Exercise objective:
For the entries that follow, say how many lines hold the string "send", with nothing else in the reply.

Provided data:
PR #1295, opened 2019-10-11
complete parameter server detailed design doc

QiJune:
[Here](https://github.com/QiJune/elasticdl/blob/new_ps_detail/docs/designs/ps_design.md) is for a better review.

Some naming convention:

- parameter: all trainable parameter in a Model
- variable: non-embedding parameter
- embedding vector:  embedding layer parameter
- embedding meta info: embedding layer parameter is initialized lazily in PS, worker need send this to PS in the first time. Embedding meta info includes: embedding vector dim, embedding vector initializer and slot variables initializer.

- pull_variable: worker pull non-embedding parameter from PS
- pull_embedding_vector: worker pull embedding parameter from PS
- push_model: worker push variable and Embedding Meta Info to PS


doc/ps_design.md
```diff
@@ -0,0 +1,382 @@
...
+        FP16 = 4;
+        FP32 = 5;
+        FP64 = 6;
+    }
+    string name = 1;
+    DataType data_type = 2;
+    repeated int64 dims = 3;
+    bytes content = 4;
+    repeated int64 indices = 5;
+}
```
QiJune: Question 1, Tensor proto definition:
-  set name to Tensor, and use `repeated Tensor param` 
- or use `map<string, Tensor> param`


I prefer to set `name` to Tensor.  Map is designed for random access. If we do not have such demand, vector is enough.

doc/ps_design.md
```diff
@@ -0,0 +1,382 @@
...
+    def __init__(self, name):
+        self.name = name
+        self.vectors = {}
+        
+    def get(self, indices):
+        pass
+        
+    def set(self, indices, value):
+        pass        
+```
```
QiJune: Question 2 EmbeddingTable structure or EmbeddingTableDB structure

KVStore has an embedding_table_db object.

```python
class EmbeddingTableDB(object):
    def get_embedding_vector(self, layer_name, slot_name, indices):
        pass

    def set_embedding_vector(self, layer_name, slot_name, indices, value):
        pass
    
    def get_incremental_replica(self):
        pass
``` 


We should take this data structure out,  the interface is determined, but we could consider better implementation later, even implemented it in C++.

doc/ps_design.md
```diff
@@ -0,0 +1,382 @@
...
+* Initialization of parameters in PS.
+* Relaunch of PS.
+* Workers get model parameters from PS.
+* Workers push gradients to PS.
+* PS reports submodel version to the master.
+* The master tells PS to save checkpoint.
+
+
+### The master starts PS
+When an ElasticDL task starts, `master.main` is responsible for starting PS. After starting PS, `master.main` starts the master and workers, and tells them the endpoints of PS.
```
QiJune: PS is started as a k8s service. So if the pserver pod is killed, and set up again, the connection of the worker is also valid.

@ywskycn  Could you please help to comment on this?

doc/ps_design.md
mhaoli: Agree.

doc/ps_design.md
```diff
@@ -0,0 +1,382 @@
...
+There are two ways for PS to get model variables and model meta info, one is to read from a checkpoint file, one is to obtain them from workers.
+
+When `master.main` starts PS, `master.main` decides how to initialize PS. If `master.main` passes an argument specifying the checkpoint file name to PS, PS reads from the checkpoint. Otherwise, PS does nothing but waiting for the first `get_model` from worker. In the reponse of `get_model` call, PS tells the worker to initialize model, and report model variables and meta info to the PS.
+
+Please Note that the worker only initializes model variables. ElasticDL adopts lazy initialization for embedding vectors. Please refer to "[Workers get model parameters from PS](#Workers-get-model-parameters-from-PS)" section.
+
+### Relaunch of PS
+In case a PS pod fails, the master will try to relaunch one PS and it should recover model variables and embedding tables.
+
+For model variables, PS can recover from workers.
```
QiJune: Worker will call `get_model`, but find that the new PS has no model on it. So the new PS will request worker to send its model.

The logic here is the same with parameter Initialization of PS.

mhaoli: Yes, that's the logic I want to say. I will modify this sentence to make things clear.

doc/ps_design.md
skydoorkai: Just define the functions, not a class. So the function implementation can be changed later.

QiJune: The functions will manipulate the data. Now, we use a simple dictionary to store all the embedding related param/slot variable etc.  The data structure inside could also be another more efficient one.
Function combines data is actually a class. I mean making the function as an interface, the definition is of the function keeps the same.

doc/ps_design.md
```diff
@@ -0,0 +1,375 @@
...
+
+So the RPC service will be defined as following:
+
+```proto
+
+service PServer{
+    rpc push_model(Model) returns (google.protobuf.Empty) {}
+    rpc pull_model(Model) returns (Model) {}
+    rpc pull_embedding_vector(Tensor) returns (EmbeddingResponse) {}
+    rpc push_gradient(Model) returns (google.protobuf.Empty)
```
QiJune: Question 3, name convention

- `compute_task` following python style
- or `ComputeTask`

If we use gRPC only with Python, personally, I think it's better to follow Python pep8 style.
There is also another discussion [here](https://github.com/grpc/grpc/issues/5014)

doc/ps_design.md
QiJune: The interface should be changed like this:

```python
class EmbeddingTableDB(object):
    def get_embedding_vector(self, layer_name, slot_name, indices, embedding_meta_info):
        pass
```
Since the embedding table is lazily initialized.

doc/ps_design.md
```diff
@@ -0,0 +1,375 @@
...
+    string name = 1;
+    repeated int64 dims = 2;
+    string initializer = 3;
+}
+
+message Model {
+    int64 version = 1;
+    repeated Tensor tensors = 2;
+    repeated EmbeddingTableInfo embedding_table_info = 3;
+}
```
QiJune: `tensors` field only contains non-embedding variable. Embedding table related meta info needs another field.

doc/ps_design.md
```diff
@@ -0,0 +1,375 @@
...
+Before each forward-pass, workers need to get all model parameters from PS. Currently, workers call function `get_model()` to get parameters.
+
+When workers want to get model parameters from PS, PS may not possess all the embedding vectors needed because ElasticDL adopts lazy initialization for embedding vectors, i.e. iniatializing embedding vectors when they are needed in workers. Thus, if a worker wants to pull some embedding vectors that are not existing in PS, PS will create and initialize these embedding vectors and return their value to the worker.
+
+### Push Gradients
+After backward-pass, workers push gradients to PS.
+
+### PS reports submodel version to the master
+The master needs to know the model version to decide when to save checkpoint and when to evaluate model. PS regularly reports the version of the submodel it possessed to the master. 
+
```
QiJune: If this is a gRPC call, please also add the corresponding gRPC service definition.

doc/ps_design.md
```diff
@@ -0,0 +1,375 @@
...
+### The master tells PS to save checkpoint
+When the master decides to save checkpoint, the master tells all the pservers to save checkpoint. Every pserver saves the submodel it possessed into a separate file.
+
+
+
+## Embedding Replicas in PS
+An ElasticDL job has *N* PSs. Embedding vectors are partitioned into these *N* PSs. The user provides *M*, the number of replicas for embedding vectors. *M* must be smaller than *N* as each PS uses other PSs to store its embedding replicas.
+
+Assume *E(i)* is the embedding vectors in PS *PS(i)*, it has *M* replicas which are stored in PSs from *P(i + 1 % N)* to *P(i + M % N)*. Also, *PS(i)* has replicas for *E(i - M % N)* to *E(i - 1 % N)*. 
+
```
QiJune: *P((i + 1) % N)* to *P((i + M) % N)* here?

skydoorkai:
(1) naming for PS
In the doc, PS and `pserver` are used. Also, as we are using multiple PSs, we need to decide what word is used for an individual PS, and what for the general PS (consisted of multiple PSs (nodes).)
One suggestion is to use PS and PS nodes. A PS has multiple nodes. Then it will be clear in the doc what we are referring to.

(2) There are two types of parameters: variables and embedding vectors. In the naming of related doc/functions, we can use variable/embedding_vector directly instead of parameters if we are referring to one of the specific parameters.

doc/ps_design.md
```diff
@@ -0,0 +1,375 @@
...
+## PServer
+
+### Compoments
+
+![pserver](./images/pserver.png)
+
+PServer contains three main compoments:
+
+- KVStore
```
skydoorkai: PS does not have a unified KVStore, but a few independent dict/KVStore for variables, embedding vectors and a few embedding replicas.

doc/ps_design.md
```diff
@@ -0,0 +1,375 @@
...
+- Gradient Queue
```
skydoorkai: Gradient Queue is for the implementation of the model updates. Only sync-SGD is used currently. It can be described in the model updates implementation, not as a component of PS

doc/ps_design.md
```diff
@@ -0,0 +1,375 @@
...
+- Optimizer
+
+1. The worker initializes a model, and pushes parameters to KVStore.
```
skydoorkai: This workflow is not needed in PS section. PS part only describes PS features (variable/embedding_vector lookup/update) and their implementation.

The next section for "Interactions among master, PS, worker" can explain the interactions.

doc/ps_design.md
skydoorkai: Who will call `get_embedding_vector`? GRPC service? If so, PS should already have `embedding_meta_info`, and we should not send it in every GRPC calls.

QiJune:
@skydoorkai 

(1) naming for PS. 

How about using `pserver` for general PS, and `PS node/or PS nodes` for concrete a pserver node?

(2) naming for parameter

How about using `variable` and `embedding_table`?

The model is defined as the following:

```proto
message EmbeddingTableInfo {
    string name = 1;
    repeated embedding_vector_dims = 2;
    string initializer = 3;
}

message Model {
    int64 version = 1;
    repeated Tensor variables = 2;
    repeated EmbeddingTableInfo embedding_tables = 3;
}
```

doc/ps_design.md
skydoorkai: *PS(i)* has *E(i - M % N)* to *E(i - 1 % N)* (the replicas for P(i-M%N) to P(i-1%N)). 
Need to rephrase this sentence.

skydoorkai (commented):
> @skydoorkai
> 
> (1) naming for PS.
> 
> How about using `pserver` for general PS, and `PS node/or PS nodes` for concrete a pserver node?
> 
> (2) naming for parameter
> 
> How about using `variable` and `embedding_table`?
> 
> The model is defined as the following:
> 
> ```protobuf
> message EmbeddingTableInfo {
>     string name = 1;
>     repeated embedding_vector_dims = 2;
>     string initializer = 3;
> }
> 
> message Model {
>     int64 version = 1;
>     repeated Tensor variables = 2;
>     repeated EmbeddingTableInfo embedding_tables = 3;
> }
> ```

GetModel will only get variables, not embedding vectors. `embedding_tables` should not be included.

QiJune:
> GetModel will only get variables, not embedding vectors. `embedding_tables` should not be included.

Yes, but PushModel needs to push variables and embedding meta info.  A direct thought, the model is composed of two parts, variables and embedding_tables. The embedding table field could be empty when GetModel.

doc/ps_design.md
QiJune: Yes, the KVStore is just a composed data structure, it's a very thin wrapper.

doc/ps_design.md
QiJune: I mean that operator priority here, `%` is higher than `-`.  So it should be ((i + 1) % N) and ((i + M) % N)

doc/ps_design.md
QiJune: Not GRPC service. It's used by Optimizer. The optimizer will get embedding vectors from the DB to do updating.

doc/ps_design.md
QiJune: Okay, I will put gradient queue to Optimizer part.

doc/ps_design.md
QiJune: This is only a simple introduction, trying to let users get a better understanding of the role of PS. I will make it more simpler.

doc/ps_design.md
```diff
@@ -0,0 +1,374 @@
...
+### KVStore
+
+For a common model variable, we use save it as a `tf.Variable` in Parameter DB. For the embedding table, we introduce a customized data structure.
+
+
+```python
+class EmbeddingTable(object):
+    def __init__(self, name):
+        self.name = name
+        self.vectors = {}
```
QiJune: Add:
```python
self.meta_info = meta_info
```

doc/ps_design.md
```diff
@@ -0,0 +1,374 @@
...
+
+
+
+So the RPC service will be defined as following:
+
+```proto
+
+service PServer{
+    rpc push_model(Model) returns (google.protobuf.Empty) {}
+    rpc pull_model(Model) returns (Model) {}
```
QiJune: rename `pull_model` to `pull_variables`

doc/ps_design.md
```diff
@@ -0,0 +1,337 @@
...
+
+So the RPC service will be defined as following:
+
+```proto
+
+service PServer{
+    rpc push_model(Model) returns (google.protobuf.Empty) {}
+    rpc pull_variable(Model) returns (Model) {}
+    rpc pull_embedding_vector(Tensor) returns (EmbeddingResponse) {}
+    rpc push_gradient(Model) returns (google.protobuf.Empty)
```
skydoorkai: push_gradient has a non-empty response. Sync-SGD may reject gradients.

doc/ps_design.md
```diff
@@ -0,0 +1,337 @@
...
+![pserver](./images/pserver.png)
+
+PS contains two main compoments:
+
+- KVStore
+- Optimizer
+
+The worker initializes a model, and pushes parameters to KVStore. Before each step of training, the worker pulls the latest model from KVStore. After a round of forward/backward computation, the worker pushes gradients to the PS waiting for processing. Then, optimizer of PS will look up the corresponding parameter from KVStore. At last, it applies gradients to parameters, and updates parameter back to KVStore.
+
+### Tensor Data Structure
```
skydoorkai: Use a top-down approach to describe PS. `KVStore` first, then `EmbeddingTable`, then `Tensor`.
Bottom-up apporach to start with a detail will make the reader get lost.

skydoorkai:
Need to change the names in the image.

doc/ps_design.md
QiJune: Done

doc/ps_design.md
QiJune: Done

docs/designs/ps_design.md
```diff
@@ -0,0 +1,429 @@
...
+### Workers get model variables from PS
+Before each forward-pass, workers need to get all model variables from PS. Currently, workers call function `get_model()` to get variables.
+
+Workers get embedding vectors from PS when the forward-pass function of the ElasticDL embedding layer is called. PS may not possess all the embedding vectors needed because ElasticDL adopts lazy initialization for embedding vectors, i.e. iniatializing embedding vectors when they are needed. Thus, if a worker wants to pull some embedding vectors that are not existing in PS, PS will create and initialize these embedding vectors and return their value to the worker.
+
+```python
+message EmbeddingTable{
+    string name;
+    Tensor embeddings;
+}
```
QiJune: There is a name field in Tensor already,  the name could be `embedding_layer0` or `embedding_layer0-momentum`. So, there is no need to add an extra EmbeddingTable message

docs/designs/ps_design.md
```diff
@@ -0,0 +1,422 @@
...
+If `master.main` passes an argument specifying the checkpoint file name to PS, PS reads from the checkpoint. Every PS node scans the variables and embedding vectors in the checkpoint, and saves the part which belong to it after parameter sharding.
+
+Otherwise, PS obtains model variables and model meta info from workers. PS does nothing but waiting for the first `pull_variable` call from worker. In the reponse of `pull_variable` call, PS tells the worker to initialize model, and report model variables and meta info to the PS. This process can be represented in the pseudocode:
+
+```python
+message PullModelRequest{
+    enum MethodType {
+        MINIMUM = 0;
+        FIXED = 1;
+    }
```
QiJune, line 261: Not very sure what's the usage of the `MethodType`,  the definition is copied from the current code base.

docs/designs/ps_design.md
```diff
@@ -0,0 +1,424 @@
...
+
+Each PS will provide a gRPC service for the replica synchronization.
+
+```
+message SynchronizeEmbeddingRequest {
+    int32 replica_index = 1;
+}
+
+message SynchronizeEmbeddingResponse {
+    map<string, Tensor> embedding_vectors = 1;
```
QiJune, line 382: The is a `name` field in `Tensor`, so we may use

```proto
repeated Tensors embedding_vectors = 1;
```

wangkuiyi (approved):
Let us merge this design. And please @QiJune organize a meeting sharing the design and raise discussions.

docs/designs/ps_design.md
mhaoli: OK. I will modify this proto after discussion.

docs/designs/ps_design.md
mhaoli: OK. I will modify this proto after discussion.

Reply:
3